Depressionen

Depressionen sind eine Volkskrankheit. Jeder fünfte Deutsche ist irgendwann in seinem Leben von einer Depression betroffen. Dennoch ist sie ein Tabu, auch wenn es bisweilen so aussieht, als sei dem nicht so: Personen des öffentlichen Lebens bekennen sich häufiger zu ihren Depressionen als früher, vor allem wenn sie aus dem Bereich der Kunst kommen. Auch deshalb mag der Eindruck entstehen, dass Depressionen bei Künstlern quasi mit dazu gehören oder ein Qualitätsmerkmal seien. Würde Robbie Williams z. B. so gute Songs schreiben, wenn er keine dunkle Seite hätte? Hätte Vincent van Gogh so geniale Bilder gemalt? Na ja, ich bin mir ziemlich sicher, dass beide ihre Depressionen nicht so toll finden oder – im Fall von van Gogh – fanden.

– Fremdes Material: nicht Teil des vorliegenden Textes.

PR #735, opened 2017-11-19
Fix #730 compatibility with web profiler 4

### LINKED ISSUE #730: WebProfilerExtension dumpData() array given Type error.
Hey,

I have problem with Doctrine profiling on MySQL database.
`Type error: Argument 2 passed to Symfony\Bundle\WebProfilerBundle\Twig\WebProfilerExtension::dumpData() must be an instance of Symfony\Component\VarDumper\Cloner\Data, array given`

This is coming from:
`vendor/doctrine/doctrine-bundle/Resources/views/Collector/db.html.twig:241`

I changed the profiler_dump to dump and it contains array with my query params:
Example:
`array(1) { [0]=> string(36) "bc54bece-c234-11e7-85e6-0242ac140003" }`

I am using: symfony/orm-pack ^1.0 with symfony 4.0 beta-2.

ostrolucky:
Doctrine profiler does not work in Symfony 4. This issue is completely ignored, so I had to give it a try. I have extended travis matrix to test Symfony 4 and fixed all Symfony 4 test failures.


composer.json
```diff
@@ -39,9 +39,14 @@
...
         "symfony/phpunit-bridge": "~2.7|~3.0|~4.0",
-        "twig/twig": "~1.12|~2.0",
+        "twig/twig": "~1.26|~2.0",
         "satooshi/php-coveralls": "^1.0",
-        "phpunit/phpunit": "^4.8.36|^5.7|^6.4"
+        "phpunit/phpunit": "^4.8.36|^5.7|^6.4",
+        "symfony/web-profiler-bundle": "~2.7|~3.0|~4.0"
+    },
+    "conflict": {
+        "symfony/http-foundation": "<2.6",
```
ostrolucky: db.html.twig uses `request.query.getBoolean`. `ParameterBag#getBoolean` has been introduced with 2.6

composer.json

In allen anderen gesellschaftlichen Bereichen sind Depressionen ein Tabu. Immer noch: In der Generation meiner Eltern, der Nachkriegsgeneration, gab es keine Depressionen. Man war mit dem Wiederaufbau und dem Wirtschaftswunder beschäftigt, hatte erstens keine Zeit und wollte zweitens vielleicht auch nicht so genau auf die Abgründe und Traumata von Jahren des Krieges blicken. Aber hat sich das wirklich geändert? Schaut auf den Profisport: Wer zugibt unter Depressionen zu leiden, wird wie Sebastian Deisler belächelt und verhöhnt oder bekommt keinen Vertrag mehr wie Andreas Biermann vom FC St. Pauli. Andreas Biermann wie auch der wesentlich berühmtere Robert Enke sahen irgendwann keinen Ausweg mehr aus ihren Depressionen als den Suizid. Depressionen passen nicht in unsere Leistungs- und Selbstoptimierungsgesellschaft. Sie sind ein Makel, denn man kann sie anders als einen Beinbruch nicht sehen. Sie betreffen das Wesen eines Menschen, etwas, das man schwer fassen kann. Zumindest deutlich schwerer als einen eingegipsten Arm oder einen Kopfverband…

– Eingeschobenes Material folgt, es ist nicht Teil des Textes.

PR #740, opened 2017-11-27
Remove aliases for common interfaces

alcaeus:
#640 added a bunch of aliases for autowiring, but some of them don't make sense because the interfaces might also be implemented by other bundles. Thus, interfaces in `Doctrine\Common` shouldn't be used as service aliases for ORM-specific implementations.

For example, this conflicts with https://github.com/doctrine/DoctrineMongoDBBundle/pull/441 - in order to not confuse people I believe it's best if none of the mappers registers service aliases for the common interfaces.

### DIFF
--- a/Resources/config/dbal.xml
+++ b/Resources/config/dbal.xml
@@ -63,7 +63,6 @@
             <argument>%doctrine.default_connection%</argument>
             <argument>%doctrine.default_entity_manager%</argument>
         </service>
-        <service id="Doctrine\Common\Persistence\ManagerRegistry" alias="doctrine" public="false" />
         <service id="Symfony\Bridge\Doctrine\RegistryInterface" alias="doctrine" public="false" />
 
         <service id="doctrine.twig.doctrine_extension" class="Doctrine\Bundle\DoctrineBundle\Twig\DoctrineExtension" public="false">
--- a/Resources/config/orm.xml
+++ b/Resources/config/orm.xml
@@ -75,7 +75,6 @@
     </parameters>
 
     <services>
-        <service id="Doctrine\Common\Persistence\ObjectManager" alias="doctrine.orm.entity_manager" public="false" />
         <service id="Doctrine\ORM\EntityManagerInterface" alias="doctrine.orm.entity_manager" public="false" />
 
         <!--- Deprecated Annotation Metadata Reader Service alias, use annotation_reader service -->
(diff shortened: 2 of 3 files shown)


stof:
Well, for projects using only one of these bundles, autowiring would do exactly what they need for these common interfaces currently. Only projects using both the ORM and the ODM would face issues with these aliases (but then, it is because there is simply no way to decide automatically).

I think it is better to make autowiring work for all people using only one of the Doctrine mappers rather than breaking it for them just because people using multiple mappers cannot benefit from this feature.

alcaeus:
> I think it is better to make autowiring work for all people using only one of the Doctrine mappers rather than breaking it for them just because people using multiple mappers cannot benefit from this feature.

I disagree. By that logic, we'd be adding the same aliases in the pull request mentioned above. If I'm not mistaken, the last alias to be registered wins. Since this is determined by the order in which the bundles are registered, adding a second mapper later and adding it to the list (or having it loaded automatically using flex) will actually break the current logic. I believe that it's better to avoid this situation entirely by not teaching people to typehint the `Doctrine\Common` interfaces. If you want to keep your code framework agnostic, you'll most likely have some glue in place to decide whether to use ORM or ODM.

weaverryan:
I'm very conflicted: we're trying to solve a 1% use-case. I don't want to make life more difficult for the 99%!

But, @alcaeus brought up another good example: the Doctrine Event Subscribers (`EventSubscriber` from Doctrine\Common). Since this is a shared interface, we can't add autoconfigure to `DoctrineBundle` without making the ODM go crazy. It seems that in the world of autowiring/autoconfigure, each library really needs its *own* interfaces, otherwise things get crossed.

So, I'm a soft +1 for this, though I don't like the BC break. In this *one* situation, perhaps we should unset the aliases if the ODM is present. And in future situations (like event subscribers), we need to be more careful not to do too much with shared interfaces.

stof:
well, auto-configuration of subscribers also break if you define multiple ORM entity managers though

alcaeus:
@stof yes, in the sense that only the default entity manager can be typehinted as it's the only one being aliased to the entity manager interface. However, I can be sure I'm getting an entity manager. Autowiring any object manager should not be possible: you don't know what you're getting as it depends on the order the bundles are loaded.

kimhemsoe:
I accept this BC break now, better now then much later.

Depressionen sind ein Makel, eine Schwäche, derer man sich schämt. Und Scham ist das privateste Gefühl, das wir kennen; mehr noch als Angst. Hand hoch! Wer würde sich trauen, im beruflichen oder auch weiteren privaten Umfeld zuzugeben, man niedergeschmettert am Boden liegt, dass es einfach nicht gelingt, morgens aufzustehen und die Kinder für den Kindergarten fertig zu machen, dass der Partner oder die Partnerin verzweifelt, weil sie nicht verstehen, was gerade vor sich geht. Wer würde zugeben wollen, unter unerklärlichen Angstzuständen zu leiden oder mit dem Gedanken zu spielen, dass alle anderen vielleicht ohne einen besser dran wären. Ja. Das ist sehr ungangenehm, denn man fragt sich selbst sofort, was das Gegenüber jetzt denken mag. Man ist schließlich selbst Teil der Leistungsgesellschaft und hat vielleicht selbst schon über Kolleg*innen mit der Diagnose ‚Depression‘ gelächelt.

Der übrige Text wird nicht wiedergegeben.